In case we didn't get the message, up popped McCain's chief campaign advisor Charlie Black with his considered opinion that another terrorist attack on U.S. soil "certainly would be a big advantage" for McCain.

McCain quickly disavowed the comment and claimed, "I cannot imagine why he would say it." Really, Senator, you cannot imagine why your top advisor would follow in the footsteps of Karl Rove, who made scaring the bejesus out of the American people the centerpiece of GOP strategy for the last six years?

Let me break it down for you: fear is a frighteningly effective sales pitch -- one that has worked like a charm for Republicans since the days of the Cold War Red Scares, and especially since 9/11.

It proved less effective in 2006 -- not that the Republicans didn't give it everything they had, including a right-before-Election-Day TV ad featuring Osama bin Laden saying 9/11 was "nothing compared to what you will see next," and Dick Cheney repeatedly mentioning the possibility of "mass death in the United States."

As we've seen, the McCain campaign has little else to fall back on. The latest USA Today/Gallup poll showed that people feel Obama would do a better job on health care, energy policy, economy, taxes, and moral values (the candidates were tied on Iraq). The issue on which McCain was viewed most favorably was terrorism. So as we head into the dog days of summer leading to the conventions, we can expect more efforts to appeal to our collective lizard brain.

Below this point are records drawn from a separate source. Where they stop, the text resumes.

PR #819, opened 2023-02-23
config: skip hashlist generation on rawhide/branched

dustymabe:
A newer systemd has introduced a file that is causing the command to fail. Let's skip it on rawhide/branched while we investigate. See: https://github.com/coreos/fedora-coreos-tracker/issues/1429


bgilbert (approved):
LGTM

PR #820, opened 2023-02-23
jobs/build: wait when re-running mArch jobs

dustymabe:
In the case that we are re-running a mArch job I'd prefer we "wait" so that if the mArch job fails we don't re-run the release job.


jlebon (approved):
WFM, thanks! I was thinking about whether we wanted to rerun the release job if some of the missing arches did succeed. But from a releng POV, you really just want the complete build; a slightly more complete but still incomplete build isn't worth the Quay.io churn.

PR #821, opened 2023-02-23
jobs/build: stop waiting for multi-arch jobs to take lock

jlebon:
The main reason we added that was because in the new "rerun build-arch and release jobs" path, there was a higher likelihood that the release job could in theory take the locks before the build-arch jobs. But with 0664cd6 ("jobs/build: wait when re-running mArch jobs"), this is no longer a concern.

There's still the theoretical possibility the race happens even in the regular path (especially when `EARLY_ARCH_JOBS` is unset), but (1) something must be really slow in the multi-arch jobs for that to happen (in which case, it might end up taking more than our 5 minute timeout anyway) and (2) the worst case is that we release without that arch before it's built, which is salvageable (by rerunning the release job).

So overall, IMO maintaining this code is not worth the complexity. We can always bring it back and adjust the timeout if this is a recurring issue.

### DIFF
--- a/jobs/build.Jenkinsfile
+++ b/jobs/build.Jenkinsfile
@@ -1,5 +1,4 @@
 import org.yaml.snakeyaml.Yaml;
-import org.jenkinsci.plugins.workflow.steps.FlowInterruptedException;
 
 node {
     checkout scm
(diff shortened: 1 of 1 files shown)


dustymabe (approved):
LGTM

It will be nice to have this code in the future if we ever do want to wait for locks to be taken before continuing, though.

PR #822, opened 2023-02-23
jobs/build: don't try to complete ongoing builds

jlebon:
Since 973bcf9 ("jobs/build: rerun `build-arch` if previous build is
incomplete"), there is a race possible where the `build` job rerun logic
could kick in before the `release` jobs initially triggered for that
build has finished. We don't want to queue builds in that case.

Add an arch-independent lock to the `release` job, and then gate the
rerun logic on whether it's taken. Note this implicitly also covers
waiting for previous `build-arch` jobs.

It's theoretically possible but highly unlikely that we probe the lock
status before the previous `release` job takes it. Ideally, we would
have a way to directly take the lock and "transfer" its ownership to the
job we trigger. Anyway, if that somehow happens, it would result in the
job being run twice, which is safe.


dustymabe:
alternative in https://github.com/coreos/fedora-coreos-pipeline/pull/823

jobs/build.Jenkinsfile
```diff
@@ -265,9 +265,10 @@ lock(resource: "build-${params.STREAM}") {
             // Nothing changed since the latest build. Check if it's missing
             // some arches and retrigger `build-arch` only for the missing
             // arches, and the follow-up `release` job. Match the exact src
-            // config commit that was used. Skip if not uploading since it's
-            // required for multi-arch.
-            if (uploading) {
+            // config commit that was used. But only do this if there isn't
+            // already a release job pending for that build ID. Skip if not
+            // uploading since it's required for multi-arch.
+            if (uploading && !is_locked("release-${buildID}")) {
```
dustymabe, line 271: I think this doesn't really give us what you want because of 0664cd6. i.e. the release job could be not running yet because we're waiting on the mArch jobs. I guess we could check all of those locks here.

jlebon: Good catch!

PR #825, opened 2023-02-27
manifests/jenkins: bump jnlp memory to 512Mi

jlebon:
By default, the jnlp container has a memory request of 256Mi and no
memory limit. In 9eed927 ("manifests/jenkins: set resource limits and
requests for jnlp container"), we added an explicit memory limit so that
we don't inherit the default 10G memory limit from the limitrange in
the RHCOS OpenShift project. We set it to 256Mi since that's what the
default memory *request* was, but it's too little as a hard limit. Most
of the time, the jnlp unexplicably dies, but at least once, I saw it
fail with:

```
java.lang.OutOfMemoryError: unable to create native thread: possibly out of memory or process/resource limits reached
```

Bump it to 512Mi. And also bump the request since in this project we try
to have requests match what the pod actually needs.

While we're here, add a comment about why we set these values.

Fixes https://github.com/coreos/coreos-assembler/issues/3372.


jlebon:
I've already rolled this out in CoreOS CI to test it. If https://github.com/coreos/coreos-assembler/pull/3375 and https://github.com/coreos/coreos-assembler/pull/3374 come back happy, let's consider it fixed and merge this.

dustymabe (approved):
LGTM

But things are always less scary when the lights are on -- so throughout the campaign HuffPost will be conducting a FearWatch, keeping our eyes peeled for the lowest, most base attempts to scare voters into voting their fears, and collecting them on a FearWatch08 page.

And we'd like your help. So be on the lookout for examples of fear-mongering in speeches, in press releases, in local TV spots, and in direct mail come-ons -- and send any you come across to fearwatch08@huffingtonpost.com so we can add them to our collection.

And use the comments section below to let me know whether you think the fear card will work in 2008. Will McCain and the GOP be able to appeal to voters' fears by raising the specter of pre-election terror attacks, madrassa schools, foreign sounding middle names, missing lapel pins, fulminating preachers, or terrorists celebrating over the election of a specific candidate?

Or will Democrats be able to make the case that the war in Iraq -- a war McCain is passionately, almost perversely, committed to continuing -- has made us less safe by taking our eye off the real terrorist threats, depleting our military, and draining resources from our infrastructure and homeland security?